And that so long as the President of the Council, who has such a high sense of honour, remains in his office, the right honourable Gentleman himself is perfectly entitled to remain where he is. All I have to say is, and I say it openly, my quarrel is not with the right honourable Gentleman. I did justice, think, the other night, in speaking of him, to his great and known ability, and even to that very humorous turn which we all so much admire in him, but my quarrel is much more with Her Majesty's Government for allowing this great question of national education to be made, as it were, the sport of the light fancy of the right honourable Gentleman. It has been apparent to us for a long time.
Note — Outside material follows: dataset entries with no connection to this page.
PR #1977, opened 2026-09-01
Expand Playwright E2E, migrate to wp-env, PHP 8.2 minimum, and modernize internals (XWPENG-44–47)

shadyvb:
Fixes XWPENG-44, XWPENG-45, XWPENG-46, XWPENG-47.

Base branch: `ticket/XWPENG-43-phpunit-11` (#1974). This PR stacks on the PHPUnit 11 migration and delivers local-dev migration, expanded E2E coverage, the PHP 8.2 minimum / 5.0.0 release alignment, Settings/DB hardening, and a Rector-driven modernization pass.

### XWPENG-45 — wp-env local dev & CI

- Replaces Docker Compose with `@wordpress/env` (`.wp-env.json`): multisite, Email Logger mu-plugin, `lifecycleScripts.afterStart` network activation, and `env.tests.mappings` for PHPUnit helper plugins.
- Removes legacy Docker assets (`docker-compose*.yml`, `local/docker/`, `local/public/` WordPress bootstrap) and the `docker-images.yml` workflow.
- Updates `lint-and-test.yml`, deploy workflows, `contributing.md`, `tests/bootstrap.php`, and `tests/wp-tests-config-wp-env.php` for wp-env.
- Adds `switch-to:php8.2|8.3|8.4` npm scripts and documents MCP / Application Passwords on localhost.

### XWPENG-44 — Playwright E2E

- Adds five specs: `alert-create`, `export-download`, `network-activated-records`, `records-filter`, `settings-save`.
- Adds shared helper `tests/e2e/helpers/stream-plugin.js`; updates existing specs and `playwright.config.js` for wp-env URLs and setup.

### XWPENG-46 — PHP 8.2 minimum & 5.0.0 release

- Raises minimum PHP from 7.2 to **8.2** with an admin notice (no fatal) for unsupported runtimes; bumps plugin version to **5.0.0** in `stream.php`, `class-plugin.php`, and `readme.txt`.
- Aligns Composer `require.php`, PHPCS `testVersion`, CI matrix (8.2 / 8.3 / 8.4), and `changelog.md`.
- Adds `Fail_Php_Version_Unit_Test` and `Connectors_Unit_Test` coverage for the version gate.

### XWPENG-47 — Settings filter boundaries & DB driver contract

- Guards `wp_stream_settings_option_key`, `wp_stream_settings_options`, and `wp_stream_settings_option_fields` so non-string / non-array filter returns fall back safely before typed-property assignment.
- Declares `DB_Driver::setup_storage(): Install` on the interface and WPDB implementation (breaking for third-party drivers omitting the return type).

### Codebase modernization (Rector 2.6)

- Adds `rector.php` and `composer lint-rector` / `composer rector` scripts.
- Applies typed properties across `classes/`, connectors, alerts, and exporters; constructor property promotion; two `switch` → `match` conversions.
- Extracts `Plugin::boot()` from the constructor.
- Splits `Admin` into focused collaborators (`Admin_Menu`, `Admin_Assets`, `Admin_Screen_Records`, `Admin_Screen_Settings`, `Admin_Ajax`, `Admin_Purge`) with colocated hook registration and dedicated PHPUnit coverage.

### Commits on this PR (`ticket/XWPENG-43-phpunit-11..HEAD`)

| Commit | Description |
|--------|-------------|
| `ae576e71` | **XWPENG-44** — Expand Playwright E2E coverage for Stream admin flows. |
| `1a4675dc` | **XWPENG-45** — Migrate local dev and test tooling to wp-env. |
| `0c21fd72` | **XWPENG-46** — Raise minimum PHP to 8.2; matrix CI for supported runtimes. |
| `0956d649` | **XWPENG-46** — Align release to 5.0.0; PHP version gate unit tests. |
| `2c0932e5` | Add Rector 2.6 dev tooling and empty `rector.php`. |
| `47ed6f88` | Apply typed properties in `classes/` via Rector. |
| `ea122a51` | **XWPENG-47** — Harden Settings filter boundaries; tighten `DB_Driver::setup_storage` contract. |
| `49cde6ba` | Type the Connector family (22 children). |
| `3a0f708c` | Type Alert_Type, Alert_Trigger, and Exporter families. |
| `77ce1e09` | Apply constructor property promotion via Rector. |
| `3ad23fc1` | Convert two switch statements to match expressions. |
| `13f24b07` | Extract `Plugin::boot()` from the constructor. |
| `251a8f98` | Split Admin god-class into focused collaborator classes. |
| `ef7ac652` | Fix PHPCS formatting in Admin collaborator tests. |

## Test plan

- [x] 53 unit tests pass (`composer test-unit`)
- [x] 472 integration tests pass ×2 (single-site + multisite)
- [x] 27 E2E tests pass (Playwright)
- [x] Lint pass (`npm run lint`)
- [ ] Reviewer: `npm run wp-env start` and smoke-test admin URLs locally
- [ ] Reviewer: confirm stacked merge order after #1974 lands

# Checklist

## Release Changelog

- Fix: Guard Settings filter callbacks so non-array / non-string returns cannot cause TypeErrors when typed properties are assigned ([XWPENG-47](https://xwp-co.atlassian.net/browse/XWPENG-47)).
- New: N/A (see breaking change below).
- **Breaking:** Minimum PHP raised to 8.2; plugin version **5.0.0** ([XWPENG-46](https://xwp-co.atlassian.net/browse/XWPENG-46)). Third-party `DB_Driver` implementations must declare `setup_storage(): Install` ([XWPENG-47](https://xwp-co.atlassian.net/browse/XWPENG-47)).

## Release Checklist

- [x] Release version follows [semantic versioning](https://semver.org). Does it include breaking changes? **Yes — 5.0.0, PHP 8.2 minimum.**
- [x] Update changelog in `readme.txt`.
- [x] Bump version in `stream.php`.
- [x] Bump `Stable tag` in `readme.txt`.
- [x] Bump version in `classes/class-plugin.php`.

[XWPENG-47]: https://xwp-co.atlassian.net/browse/XWPENG-47?atlOrigin=eyJpIjoiNWRkNTljNzYxNjVmNDY3MDlhMDU5Y2ZhYzA5YTRkZjUiLCJwIjoiZ2l0aHViLWNvbS1KU1cifQ


playwright.config.js
```diff
@@ -10,6 +10,30 @@ const { defineConfig, devices } = require( '@playwright/test' );
...
+	...devices[ 'Desktop Chrome' ],
+	storageState: 'playwright/.auth/user.json',
+};
+
+/**
+ * Specs that save Settings → General (options-general.php) to seed a Stream
+ * record. Concurrent saves race on the success notice, so they run in the
+ * serial `settings-ui` project instead of `chromium`.
+ */
+const settingsUiSpecs = [
```
bartoszgadomski, line 26: **Race: `settings-save.spec.js` is not isolated.**

It is not in `settingsUiSpecs` and it is not `networkActivatedSpec`, so it is not covered by the `chromium` `testIgnore` on line 68 and runs in `chromium` with `fullyParallel: true` (2 workers on CI, 4 locally) — while it mutates *network-wide* Stream settings (records TTL, cron tracking, exclude IP).

Concretely: `network-activated-records.spec.js` also runs in `chromium`, and its `beforeEach` calls `clearNetworkExcludeRulesViaWpCli()` with no argument. The helper's default parameter is `'203.0.113.44'` — the same IP `settings-save` saves and then asserts on after reload. A concurrent worker can delete that row between the save and the assertion.

Suggest adding `'**/settings-save.spec.js'` to `settingsUiSpecs` (it saves shared settings, which is exactly the reason that project exists), and changing the no-arg helper default to clear only empty rows so global cleanup cannot delete a rule another spec owns.

phpunit.xml
```diff
@@ -17,7 +17,7 @@
 		</report>
 	</coverage>
 	<php>
-		<const name="WP_TEST_ACTIVATED_PLUGINS" value="advanced-custom-fields/acf.php,easy-digital-downloads/easy-digital-downloads.php,jetpack/jetpack.php,user-switching/user-switching.php,wordpress-seo/wp-seo.php,two-factor/two-factor.php"/>
+		<const name="WP_TEST_ACTIVATED_PLUGINS" value="advanced-custom-fields/acf.php,easy-digital-downloads/easy-digital-downloads.php,jetpack/jetpack.php,user-switching/user-switching.php,wordpress-seo/wp-seo.php,two-factor/two-factor.php,wp-email-logger/wp-email-logger.php"/>
```
bartoszgadomski, line 20: Two things about force-activating `wp-email-logger` in the PHPUnit suites:

1. **It generates Stream records.** On multisite the plugin stores its log via `update_site_option( 'network_emails_log', … )`. Stream's Settings connector registers `update_site_option`, and `callback_updated_option()` logs *any* option not in the small `is_option_ignored()` list (`_transient_*`, `_site_transient_*`, trailing `$`, and three image/size options) — `network_emails_log` isn't excluded. So every mail sent during the multisite suite also writes a `settings`/`updated` record whose value is the flattened email log. The suite passes today, but it is hidden coupling for any record count/ordering assertion, plus larger record meta. (Single-site is unaffected: `callback_update_option()` only logs for WP-CLI/customizer and only for options in `$labels`.)
2. **Is it needed for PHPUnit at all?** `alert-create.spec.js` deliberately uses the Highlight alert type rather than asserting via Email Logger, so this dependency reads as E2E/manual-testing oriented. Leaving it out of `WP_TEST_ACTIVATED_PLUGINS` would avoid both the record noise and making the integration suite depend on the `make.wordpress.org` zip being reachable.

For the record, the zip layout is fine — it contains `wp-email-logger/wp-email-logger.php`, so the path used here is correct.

phpunit-multisite.xml
```diff
@@ -17,7 +17,7 @@
 		</report>
 	</coverage>
 	<php>
-		<const name="WP_TEST_ACTIVATED_PLUGINS" value="advanced-custom-fields/acf.php,easy-digital-downloads/easy-digital-downloads.php,jetpack/jetpack.php,user-switching/user-switching.php,two-factor/two-factor.php"/>
+		<const name="WP_TEST_ACTIVATED_PLUGINS" value="advanced-custom-fields/acf.php,easy-digital-downloads/easy-digital-downloads.php,jetpack/jetpack.php,user-switching/user-switching.php,wordpress-seo/wp-seo.php,two-factor/two-factor.php,wp-email-logger/wp-email-logger.php"/>
```
bartoszgadomski, line 20: This also adds `wordpress-seo/wp-seo.php`, which was previously single-site only (it was in `phpunit.xml` but not here). `tests/bootstrap.php` still contains:

```php
if ( ! is_multisite() ) {
	activate_plugin( 'wordpress-seo/wp-seo.php' );
}
```

Since the constant is applied through the `site_option_active_sitewide_plugins` filter, Yoast is now network-active for the whole multisite suite while the bootstrap still deliberately skips activating it there — the two now disagree.

Intentional? If yes, the bootstrap guard is misleading and should go (or get a comment); if it was just config alignment, this quietly changes what loads for every multisite test.

.wp-env.json
```diff
@@ -0,0 +1,30 @@
...
+  "phpVersion": "8.2",
+  "plugins": [".", "https://make.wordpress.org/test/files/2026/02/wp-email-logger.zip"],
+  "multisite": true,
+  "config": {
+    "WP_DEBUG": true,
+    "WP_DEBUG_LOG": true,
+    "SCRIPT_DEBUG": true
+  },
+  "lifecycleScripts": {
+    "afterStart": "wp-env run cli -- wp plugin activate stream wp-email-logger --network"
```
bartoszgadomski, line 11: `wp plugin activate stream` assumes the plugin is mounted at `wp-content/plugins/stream`, but wp-env derives that name from the checkout directory, not the plugin slug. For a local source like `"."`, `packages/env/lib/config/parse-source-string.js` does `const basename = path.basename( sourcePath )`.

So a clone into `stream-plugin/`, `stream-wp/`, `stream-2/`, etc. mounts at `wp-content/plugins/<dir name>` and then:

- this `afterStart` script fails (`stream` is not installed),
- `--env-cwd=wp-content/plugins/stream` in the `test:*` scripts fails,
- the `launch.json` path mapping silently stops matching.

CI is unaffected (checkout dir = repo name), so this is a contributor sharp edge. Either resolve the directory name dynamically or document in contributing.md that the clone must be named `stream`.

package.json
```diff
@@ -46,30 +47,27 @@
     "format:php": "composer format",
     "format:js": "npm run lint:js -- --fix",
     "test": "npm-run-all test:*",
-    "test:php-unit": "npm run cli -- composer test-unit --working-dir=wp-content/plugins/stream-src",
-    "test:php": "npm run cli -- composer test --working-dir=wp-content/plugins/stream-src",
-    "test:php-multisite": "npm run cli -- composer test-multisite --working-dir=wp-content/plugins/stream-src",
+    "test:php-unit": "wp-env start && wp-env run tests-cli --env-cwd=wp-content/plugins/stream -- composer test-unit",
+    "test:php": "wp-env start && wp-env run tests-cli --env-cwd=wp-content/plugins/stream -- vendor/bin/phpunit --no-coverage",
```
bartoszgadomski, line 51: These now bypass the Composer scripts rather than delegating to them, which changes behavior beyond the container swap:

- `composer test` is `phpunit --coverage-text` + `make-clover-relative.php`. With `--no-coverage` and no post-step, `tests/reports/clover.xml` is never written — so `test-report` (`php-coveralls`, line 57) has nothing to upload, and the coveralls badge in readme.md can't be refreshed from this path.
- `test:php-multisite` (line 52) re-declares inline what `composer test-multisite` already owns, so the multisite suite config now lives in two places.
- `test-xdebug` (line 55) and `test-one` (line 56) each run a single suite, while their Composer counterparts run single-site **and** multisite.

Delegating to `composer test` / `test-multisite` / `test-xdebug` / `test-one` inside `wp-env run tests-cli` keeps one source of truth — `test:php-unit` on line 50 already does exactly that.

Minor: every `test:*` script prefixes `wp-env start`, and CI already starts the env in its own step, so a full `npm run test` boots wp-env four times. Probably part of why the job timeout went 10 → 20.

tests/e2e/helpers/stream-plugin.js
```diff
@@ -0,0 +1,383 @@
...
+
+/**
+ * Network-activate Stream via wp-cli (`stream` in wp-env).
+ *
+ * Use when the spec must wait until connectors are loaded (e.g. before a
+ * wp-cli seed). The plugins-row click can finish before Stream is actually
+ * active; this call is synchronous.
+ */
+export function networkActivateStreamViaWpCli() {
+	const slugs = [ 'stream', 'stream-src' ];
```
bartoszgadomski, line 115: `networkActivateStreamViaWpCli()` has no call sites in this PR (only the definition), and the `stream-src` fallback is the Compose-era mount name that no longer exists under wp-env — `plugins: ["."]` mounts at the checkout directory name, never `stream-src`. So the fallback can only ever fail before rethrowing.

Either drop the function, or if it is kept for upcoming specs, derive the slug from the actual mount name rather than hardcoding two guesses.

.vscode/launch.json
```diff
@@ -10,9 +10,8 @@
         "vendor/"
       ],
       "pathMappings": {
-        "/var/www/html/wp-content/plugins/stream-src": "${workspaceFolder}",
-        "/var/www/html/wp-content/plugins/stream": "${workspaceFolder}/build",
-        "/var/www/html": "${workspaceFolder}/local/public"
+        "/var/www/html/wp-content/plugins/stream": "${workspaceFolder}",
+        "/var/www/html": "${workspaceFolder}/local/public/wp"
```
bartoszgadomski, line 14: wp-env doesn't serve core from `local/public/wp` — that path is the Composer (`roots/wordpress`) install from `extra.wordpress-install-dir`. The container's `/var/www/html` is wp-env's own WordPress under `~/.wp-env/<hash>/WordPress`.

As written, Xdebug maps container core files onto a different WordPress copy, so stepping into core lands in files that only coincidentally match. The plugin mapping on line 13 is the one that matters here; I'd drop this entry (or point it at the wp-env directory).

.github/workflows/lint-and-test.yml
```diff
@@ -64,16 +57,16 @@ jobs:
       - name: Build
         run: npm run build
 
-      - name: Pull custom Docker images
-        run: docker compose pull wordpress
+      - name: Start wp-env
```
bartoszgadomski, line 60: Leftovers now that GHCR and Compose are gone:

- `WORDPRESS_IMAGE_VERSION: php8.2` (line 9) no longer has a consumer — PHP is pinned by `phpVersion` in `.wp-env.json`, and wp-env's env override is `WP_ENV_PHP_VERSION` (which `switch-to:php*` uses).
- `packages: read` (lines 19 and 73) was only needed for the `ghcr.io` login this PR removes.

Both are harmless, just dead config worth clearing while this file is already being touched.

bartoszgadomski (commented):

PR #336, opened 2022-08-28
Michael Marchand - PR

MarchandMD:
Hello! This was fun!


war_or_peace_runner.rb
```diff
@@ -0,0 +1,50 @@
...
+require './lib/game'
+
+# all_cards = game.create_full_deck
+# all_cards.shuffle!
+
+# player1 = Player.new('Megan', deck1)
+# player2 = Player.new('Aurora', deck2)
+
+turn = Turn.new(player1, player2)
+game = Game.new(turn)
```
epintozzi, line 17: Your `Game` class doesn't initialize with an argument so we don't need to pass `turn` here. This means we can also get rid of line 16. Your `Game` creates the players so we don't need to do that inside the runner.

war_or_peace_runner.rb
```diff
@@ -0,0 +1,50 @@
...
+
+game.start(player1, player2)
```
epintozzi, line 19: Your `start` method doesn't take arguments so we don't need to pass players here. Your `initialized` method in `Game` does that for you.

lib/game.rb
```diff
@@ -0,0 +1,144 @@
...
+    @deck2 = Deck.new(full_deck)
+  end
+
+  def create_players
+    @player1 = Player.new('Megan', @deck1)
+    @player2 = Player.new('Aurora', @deck2)
+  end
+
+  def game_over?
+    @turn.player1.has_lost? || @turn.player2.has_lost?
```
epintozzi, line 77:
```suggestion
    @player1.has_lost? || @player2.has_lost?
```
I'm pretty sure you can check the player instance variable directly without relying on the turn. The players are going to be the same no matter what. Every game will have lots of turns so lets use the thing that is always there.

lib/deck.rb
```diff
@@ -0,0 +1,34 @@
...
+    end
+  end
+
+  def percent_high_ranking
+    last_digit = (high_ranking_cards.length / @cards.length.to_f * 100).to_s.slice(-1).to_i
+    if last_digit >= 5
+      (high_ranking_cards.length / @cards.length.to_f * 100).ceil(2)
+    else
+      (high_ranking_cards.length / @cards.length.to_f * 100).floor(2)
+    end
```
epintozzi, line 24: I think this is a little overcomplicated. The following should also solve the problem and is a lot more readable:
`(high_ranking_cards.count / cards.count.to_f * 100).round(2)`

lib/player.rb
```diff
@@ -0,0 +1,18 @@
...
+    @deck = deck
+    @has_lost = false
+  end
+  
+  def has_lost?
+    if @deck.cards.count.zero?
+      @has_lost = true
+    else
+      @has_lost
+    end
```
epintozzi, line 16: This feels a little complicated. I'd get rid of the `@has_lost` (and associated `attr_reader`) and just return `true` or `false` directly here.

lib/game.rb
```diff
@@ -0,0 +1,144 @@
...
+
+  def split_deck
+    @deck1 = Deck.new(full_deck.slice!(0, 26))
+    @deck2 = Deck.new(full_deck)
+  end
+
+  def create_players
+    @player1 = Player.new('Megan', @deck1)
+    @player2 = Player.new('Aurora', @deck2)
+  end
```
epintozzi, line 74: You never call `split_deck` anywhere so `@deck1` and `@deck2` are `nil`. I'd probably just do it right here:
```ruby
  def create_players
    split_deck
    @player1 = Player.new('Megan', @deck1)
    @player2 = Player.new('Aurora', @deck2)
  end
```

lib/game.rb
```diff
@@ -0,0 +1,144 @@
...
+  # def endgame?
+  #   turn.player1.deck.cards.length < 3 || turn.player2.deck.cards.length < 3
+  # end
+
+  # def three_card_endgame?
+  #   turn.player1.deck.cards.length == 3 || turn.player2.deck.cards.length == 3
+  # end
+
+  def two_card_endgame?
+    turn.player1.deck.cards.length == 2 || turn.player2.deck.cards.length == 2
```
epintozzi, line 89:
```suggestion
    @player1.deck.cards.length == 2 || @player2.deck.cards.length == 2
```

lib/game.rb
```diff
@@ -0,0 +1,144 @@
...
+      turn.pile_cards
+      p "turn #{counter}: #{hand_winner.name} won #{turn.spoils_of_war.count} cards"
+      turn.award_spoils(hand_winner)
+      p "Megan: #{turn.player1.deck.cards.count}| Aurora: #{turn.player2.deck.cards.count}"
+    else
+      'uh oh'
+    end
+  end
+
+  def make_turn
```
epintozzi, line 141: This method is never called anywhere so there is no turn. You probably saw a lot of 'undefined method of nil class' errors where `turn` was involved. We need to create our turn in order to call methods on it.

lib/turn.rb
```diff
@@ -0,0 +1,91 @@
...
+    when :war
+      @spoils_of_war.concat(@player1.deck.cards.shift(3), @player2.deck.cards.shift(3))
+    when :mutually_assured_destruction
+      @player1.deck.cards.slice!(0, 3)
+      @player2.deck.cards.slice!(0, 3)
+    end
+  end
+
+  def award_spoils(hand_winner)
+    hand_winner.deck.cards.concat(@spoils_of_war)
```
epintozzi, line 88: We should be able to use our `add_card` method from `Deck` here.

spec/turn_spec.rb
```diff
@@ -0,0 +1,181 @@
...
+        # require 'pry'; binding.pry
+      end
+    end
+
+    context '#pile_cards' do
+      it 'returns the winner of the hand' do
+        turn = Turn.new(player1, player2)
+        hand_winner = turn.winner
+        expect(turn.type).to eq(:basic)
+        expect(turn.winner).to eq(player1)
```
epintozzi, line 49: We should also `expect` that the `@spoils_of_war` includes the newly piled cards.

spec/game_spec.rb
```diff
@@ -0,0 +1,339 @@
+require '../lib/game'
+require 'spec_helper'
+require 'pry'
+
+RSpec.describe Game do
```
epintozzi, line 5: Even though a lot of the test are skipped here, I really like the thought process behind the things you are planning to test. You have a good instinct for testing.

PR #337, opened 2022-08-28
Max MacGillivray

MoxieMax:


lib/turn.rb
```diff
@@ -0,0 +1,94 @@
...
+    
+    @player1 = player1
+    @player2 = player2
+    @spoils_of_war = []
+    @winner = nil
+  end
+
+  def type 
+    if player1.deck.rank_of_card_at(0) != player2.deck.rank_of_card_at(0)
+    :basic
```
jamisonordway, line 13: this applies to several places in this file; make sure the code within your `if` branches is indented properly.
```
if player1.deck.rank_of_card_at(0) != player2.deck.rank_of_card_at(0)
  :basic
elsif [other condition]
  :war
else
  :mutually_assured_destruction
end
```

lib/turn.rb
```diff
@@ -0,0 +1,94 @@
...
+      @spoils_of_war << player1.deck.remove_card
+      @spoils_of_war << player2.deck.remove_card
+    end
+    if type == :war
+      3.times {@spoils_of_war << player1.deck.remove_card}
+      3.times {@spoils_of_war << player2.deck.remove_card}
+    end
+    if type == :mutually_assured_destruction
+      3.times {player1.deck.remove_card}
+      3.times {player2.deck.remove_card}
```
jamisonordway, line 52: nifty one-liner `times` loops! 🎉

spec/player_spec.rb
```diff
@@ -0,0 +1,36 @@
...
+    deck = Deck.new([card1, card2, card3])
+    player = Player.new('Clarisa', deck)
+
+    expect(player.has_lost?).to eq(false)
+    player.deck.remove_card
+    expect(player.has_lost?).to eq(false)
+    player.deck.remove_card
+    expect(player.has_lost?).to eq(false)
+    player.deck.remove_card
+    expect(player.has_lost?).to eq(true)
```
jamisonordway, line 34: I like how this tests that `has_lost?` returns true **only** when the deck has enough cards removed.

PR #338, opened 2022-08-28
Gabe Nunez

MisterJackpots:


war_or_peace_runner.rb
```diff
@@ -0,0 +1,2 @@
+require './lib/game'
+start_game = Game.new.start
```
epintozzi, line 2: This runner looks great. Although your `Game` class doesn't appear to be done just yet, I like the decision you made to keep all the game setup pieces (like creating the decks) in that class so that all your runner needs to be responsible for is the act of starting the game.

lib/deck.rb
```diff
@@ -0,0 +1,37 @@
...
+  end
+
+  # Method high_ranking_cards should read rank of each card in the cards array, if the
+  # card rank is greater than 10, the card should go into the high_rank_cards array
+
+
+  def high_ranking_cards
+    @high_rank_cards = []
+    @cards.each do |card|
+      if card.rank > 10
```
epintozzi, line 19: The spec indicates this should be 11 or above meaning we'd want this line to be `if card.rank >= 11`

lib/deck.rb
```diff
@@ -0,0 +1,37 @@
...
+        then @high_rank_cards << card
```
epintozzi, line 20:
```suggestion
       @high_rank_cards << card
```

lib/deck.rb
```diff
@@ -0,0 +1,37 @@
...
+    (@high_rank_cards.length.to_f / @cards.length.to_f * 100).round(2)
+  end
+
+  def remove_card
+    @cards.shift
+  end
+
+  def add_card(cards)
+    @cards.push(cards)
+  end
```
epintozzi, line 36:
```suggestion
  def add_card(card)
    @cards.push(card)
  end
```

This method only adds one card at a time, so for clarity I'd probably call this parameter card (singular) instead of cards (plural)

lib/turn.rb
```diff
@@ -0,0 +1,59 @@
...
+    else
+      3.times do
+        player1.deck.remove_card
+        player2.deck.remove_card
+      end
+    end
+  end
+
+  def award_spoils(winner)
+    winner.deck.cards.concat(@spoils_of_war)
```
epintozzi, line 57: We should be able to use our `add_card` method from `Deck` here

lib/turn.rb
```diff
@@ -0,0 +1,59 @@
...
+    elsif type == :war
+      if player1.deck.rank_of_card_at(2) > player2.deck.rank_of_card_at(2)
+        then player1
+      else player2
+      end
+
+    else type == :mutually_assured_destruction
+      "No Winner"
+    end
+  end
```
epintozzi, line 37: Overall this method is good! It works! A couple ruby style convention things I noticed to keep an eye out for:
* we don't need `then` in our `if` statements
* We should use the instance variable in the class where its defined rather than the method (so `@player1` instead of `player1`)
* We should put the action for the `else` outcome on a new line
* No need for an extra line break between our `if`, `elsif`, and `else`
Revised to follow those conventions would look something like this:

```ruby
  def winner
    if type == :basic
      if @player1.deck.rank_of_card_at(0) > @player2.deck.rank_of_card_at(0)
        @player1
      else
        @player2
      end
    elsif type == :war
      if @player1.deck.rank_of_card_at(2) > @player2.deck.rank_of_card_at(2)
        @player1
      else
        @player2
      end
    else type == :mutually_assured_destruction
      "No Winner"
    end
  end
```

lib/game.rb
```diff
@@ -0,0 +1,86 @@
+require 'pry'
+
+class Game
+  attr_reader :turn, :turn_count, :game_deck
+
+  def initialize(turn)
```
epintozzi, line 6: We probably don't need to initialize with a turn because a game will have many turns. We can create a new turn every loop rather than starting with just one.

lib/game.rb
```diff
@@ -0,0 +1,86 @@
...
+       card10, card11, card12, card13, card14, card15, card16, card17, card18,
+       card19, card20, card21, card22, card23, card24, card25, card26, card27,
+       card28, card29, card30, card31, card32, card33, card34, card35, card36,
+       card37, card38, card39, card40, card41, card42, card43, card44, card45,
+       card46, card47, card48, card49, card50, card51, card52]
+
+    5.times do
+      @game_deck.shuffle!
+    end
+  end
```
epintozzi, line 76: Great touch! I like that you shuffle before dealing the deck to ensure we get a new and random game every time we play.

PR #339, opened 2022-08-29
Sergio Azcona

Sergio-Azcona:


lib/turn.rb
```diff
@@ -0,0 +1,67 @@
...
+  def award_spoils(winner)
+    winner.deck.cards.concat(@spoils_of_war)
+  end
+
+  def strength_of_card(player, element)
+    player.deck.rank_of_card_at(element)
+  end
+
+  def cards_facing_off_index(position)
+    strength_of_card(@player1, position) > strength_of_card(@player2, position)
```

Actually, we have had a Bill on an educational question introduced and passed through the House upon which the right honourable Gentleman was not allowed—or, at all events, as a matter of fact upon which he did not take any part from first to last—


Oh, I beg your pardon, if the right honourable Gentleman is referring to the Education Bill of 1897 I spoke several times, both on the Bill and in Committee.


There may have been just enough of interference to prevent the absolute accuracy of the allegation of total abstinence, but, at all events, the right honourable Gentleman ostentatiously remained at the far end of the Bench during the greater part of the discussion and he has been in the habit of conducting the business which falls to him as a representative of the Department with that spirit and in that way which certainly does not conduce to satisfactory progress. I know I am speaking the opinion, not of myself or of my immediate friends, but of the great majority of the House, when I say that we have never seen the affairs of a Department conducted in the manner in which the right honourable Gentleman seems to think it becoming to conduct the great questions with which he deals. It is on that ground that I made the observations which I made the other night, to which I adhere, and which I think have met with the approval of most of those who watch the proceedings in educational matters of this country. As I said before, my complaint is rather against the Government than against the right honourable Gentleman. Let the Government avail themselves of the benefit of being able to command the services of the right honourable Gentleman by putting him into some other place where he will not have a Lord President, or even a Committee of the Privy Council, and where he will have the liberty of independent action, then I have no doubt they will derive great use from his assistance. But in the present position in which he stands, so long as his duties are conducted in the manner to which we have become accustomed, I am afraid that all the friends of education will see much to complain of in the arrangement.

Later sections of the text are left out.